Fear-driven extinction and (de)stabilization in a predator-prey model incorporating prey herd behavior and mutual interference
Kwadwo Antwi-Fordjour, Rana D. Parshad, Hannah E. Thompson, Stephanie, B. Westaway

TL;DR
This paper analyzes a predator-prey model incorporating prey herd behavior, mutual interference, and fear effects, revealing how fear can lead to prey extinction or stabilize coexistence, with implications for ecological management.
Contribution
It introduces a comprehensive analysis of a predator-prey model with fear and herd behavior, providing bifurcation conditions and exploring the impact of harvesting on system stability.
Findings
Fear can cause prey extinction in finite time.
Varying fear strength can stabilize or destabilize coexistence.

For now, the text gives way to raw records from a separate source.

Issue #831, opened 2022-08-29
What's wrong with the way we export learning networks as new model types


ablaom:
The learning networks API appeared in the very earlier versions of MLJ and over time has grown to become a bit of a hack, in response to a great many feature requests. Here are some complaints:

- From the user's point of view, the process for exporting a learning network is **too complicated** (eg, first define learning network machine, etc)
- It is also **too mysterious** (too much hidden knowledge)
- From the developer's point of view, it is also **too complicated** and **too mysterious** making it a challenge to maintain and enhance, even for those very familiar with it.
- There exist unnatural restrictions on what a user can do, such as one that led to https://github.com/JuliaAI/MLJBase.jl/issues/377. This becomes worse if we move to allowing immutable model structs (for, eg, integration with TableTransforms.jl)
- Retraining a composite is not "smart" if a component model is replaced (only if it is mutated)
- The fact that `fitted_params(::Machine)` and `report(::Machine)` need special casing for machines bound to composite models feels like an unnecessary complication and is making it difficult to design uniform interfaces; see eg, https://github.com/alan-turing-institute/MLJ.jl/issues/841#issuecomment-1229698817.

Harvesting can shift dynamics from extinction to stable coexistence.
Abstract
A deterministic two-species predator-prey model with prey herd behavior is considered incorporating mutual interference and the effect of fear. We provide guidelines to the dynamical analysis of biologically feasible equilibrium points. We give conditions for the existence of some local and global bifurcations at the coexistence equilibrium. We also show that fear can induce extinction of the prey population from a coexistence zone in finite time. Our numerical simulations reveal that varying the strength of fear of predators with suitable choice of parameters can stabilize and destabilize the coexistence equilibrium solutions of the model. Additionally, we discuss the outcome of introducing a constant harvesting effort to the predator population in terms of changing the dynamics of the system, in particular, from finite time extinction to stable coexistence. Furthermore, we perform…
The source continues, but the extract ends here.